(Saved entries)
* * * *

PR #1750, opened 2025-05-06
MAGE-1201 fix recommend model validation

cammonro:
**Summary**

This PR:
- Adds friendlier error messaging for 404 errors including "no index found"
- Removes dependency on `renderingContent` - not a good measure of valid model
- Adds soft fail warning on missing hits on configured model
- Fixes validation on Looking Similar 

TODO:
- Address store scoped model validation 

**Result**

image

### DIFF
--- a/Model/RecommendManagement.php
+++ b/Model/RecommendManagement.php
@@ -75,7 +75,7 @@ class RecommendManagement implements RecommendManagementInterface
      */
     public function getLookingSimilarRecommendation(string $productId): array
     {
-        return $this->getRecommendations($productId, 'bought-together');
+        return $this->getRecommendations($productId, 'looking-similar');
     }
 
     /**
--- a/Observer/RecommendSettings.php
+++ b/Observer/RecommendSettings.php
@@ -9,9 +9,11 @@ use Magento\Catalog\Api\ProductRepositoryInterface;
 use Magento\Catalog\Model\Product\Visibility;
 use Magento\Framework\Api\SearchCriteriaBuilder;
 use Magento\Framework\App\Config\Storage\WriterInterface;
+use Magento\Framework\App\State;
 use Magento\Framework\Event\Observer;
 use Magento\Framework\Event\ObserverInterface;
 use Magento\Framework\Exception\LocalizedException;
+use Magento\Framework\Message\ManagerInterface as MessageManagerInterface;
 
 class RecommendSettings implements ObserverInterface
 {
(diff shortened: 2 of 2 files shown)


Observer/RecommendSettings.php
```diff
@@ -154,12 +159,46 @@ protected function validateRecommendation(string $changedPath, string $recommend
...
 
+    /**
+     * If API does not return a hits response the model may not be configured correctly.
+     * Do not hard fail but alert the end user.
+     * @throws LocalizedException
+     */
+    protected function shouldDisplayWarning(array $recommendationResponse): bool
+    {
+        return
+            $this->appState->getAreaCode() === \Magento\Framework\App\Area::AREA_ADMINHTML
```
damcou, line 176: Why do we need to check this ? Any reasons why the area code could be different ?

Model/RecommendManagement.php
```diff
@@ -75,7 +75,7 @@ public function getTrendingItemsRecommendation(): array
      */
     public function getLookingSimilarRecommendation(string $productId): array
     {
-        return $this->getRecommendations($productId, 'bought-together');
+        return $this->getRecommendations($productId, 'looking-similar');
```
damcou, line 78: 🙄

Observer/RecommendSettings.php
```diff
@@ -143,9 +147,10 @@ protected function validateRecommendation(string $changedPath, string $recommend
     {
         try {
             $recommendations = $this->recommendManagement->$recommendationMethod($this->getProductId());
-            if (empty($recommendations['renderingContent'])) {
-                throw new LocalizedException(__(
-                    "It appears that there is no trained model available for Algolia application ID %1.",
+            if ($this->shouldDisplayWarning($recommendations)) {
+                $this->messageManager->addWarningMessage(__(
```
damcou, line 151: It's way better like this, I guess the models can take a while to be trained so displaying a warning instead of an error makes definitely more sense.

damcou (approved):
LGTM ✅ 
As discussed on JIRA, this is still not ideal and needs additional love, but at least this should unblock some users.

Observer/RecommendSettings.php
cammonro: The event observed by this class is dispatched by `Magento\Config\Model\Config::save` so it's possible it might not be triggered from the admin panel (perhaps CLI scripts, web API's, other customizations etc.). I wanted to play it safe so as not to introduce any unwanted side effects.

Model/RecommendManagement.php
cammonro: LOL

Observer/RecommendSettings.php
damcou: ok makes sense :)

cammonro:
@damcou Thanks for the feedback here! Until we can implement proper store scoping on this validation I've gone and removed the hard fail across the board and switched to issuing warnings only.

* * * *

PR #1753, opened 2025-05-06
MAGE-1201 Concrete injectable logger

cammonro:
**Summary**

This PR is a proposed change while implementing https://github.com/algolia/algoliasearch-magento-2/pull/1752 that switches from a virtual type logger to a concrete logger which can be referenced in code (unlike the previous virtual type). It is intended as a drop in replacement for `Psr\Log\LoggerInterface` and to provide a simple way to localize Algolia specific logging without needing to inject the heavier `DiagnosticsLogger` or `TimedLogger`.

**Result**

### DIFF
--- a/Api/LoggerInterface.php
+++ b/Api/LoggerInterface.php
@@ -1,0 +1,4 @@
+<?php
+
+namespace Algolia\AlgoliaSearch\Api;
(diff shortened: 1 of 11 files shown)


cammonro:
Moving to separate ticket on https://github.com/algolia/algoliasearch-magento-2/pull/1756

* * * *

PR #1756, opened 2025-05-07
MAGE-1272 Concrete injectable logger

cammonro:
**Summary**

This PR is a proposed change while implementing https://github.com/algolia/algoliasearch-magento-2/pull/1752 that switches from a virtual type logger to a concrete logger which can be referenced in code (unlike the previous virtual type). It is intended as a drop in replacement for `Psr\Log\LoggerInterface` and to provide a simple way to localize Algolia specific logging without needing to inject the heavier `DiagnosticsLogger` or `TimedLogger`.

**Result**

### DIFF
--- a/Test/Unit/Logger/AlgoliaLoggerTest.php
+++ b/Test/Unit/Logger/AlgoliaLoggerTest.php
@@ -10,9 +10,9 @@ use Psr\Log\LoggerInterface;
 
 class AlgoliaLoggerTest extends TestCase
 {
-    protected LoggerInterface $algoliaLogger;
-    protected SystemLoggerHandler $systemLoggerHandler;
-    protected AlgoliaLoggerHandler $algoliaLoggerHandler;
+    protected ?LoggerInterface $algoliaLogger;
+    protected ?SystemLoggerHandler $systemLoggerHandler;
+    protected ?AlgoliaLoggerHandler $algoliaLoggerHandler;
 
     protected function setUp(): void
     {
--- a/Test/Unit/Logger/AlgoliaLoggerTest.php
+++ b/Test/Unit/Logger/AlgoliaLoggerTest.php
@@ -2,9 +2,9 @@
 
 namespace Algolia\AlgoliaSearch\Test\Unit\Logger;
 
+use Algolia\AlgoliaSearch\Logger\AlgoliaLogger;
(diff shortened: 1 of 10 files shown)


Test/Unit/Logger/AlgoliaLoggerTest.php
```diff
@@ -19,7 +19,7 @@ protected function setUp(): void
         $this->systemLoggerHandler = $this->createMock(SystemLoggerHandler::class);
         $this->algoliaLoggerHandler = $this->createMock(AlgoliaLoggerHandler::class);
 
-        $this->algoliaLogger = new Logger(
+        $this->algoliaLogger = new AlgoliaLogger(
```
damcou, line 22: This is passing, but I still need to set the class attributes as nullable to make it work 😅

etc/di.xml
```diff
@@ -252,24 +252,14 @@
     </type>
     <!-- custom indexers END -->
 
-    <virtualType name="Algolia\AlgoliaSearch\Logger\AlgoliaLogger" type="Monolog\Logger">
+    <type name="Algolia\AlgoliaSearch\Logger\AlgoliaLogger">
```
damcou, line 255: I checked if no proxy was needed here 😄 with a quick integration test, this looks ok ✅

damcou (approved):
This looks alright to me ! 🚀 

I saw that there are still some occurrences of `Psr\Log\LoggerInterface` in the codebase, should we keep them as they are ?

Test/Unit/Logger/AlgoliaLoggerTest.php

* * * *

## Exercise aim
Where a line of the records has the string "renderingContent", return that line.

## Written answer
- Removes dependency on `renderingContent` - not a good measure of valid model
-            if (empty($recommendations['renderingContent'])) {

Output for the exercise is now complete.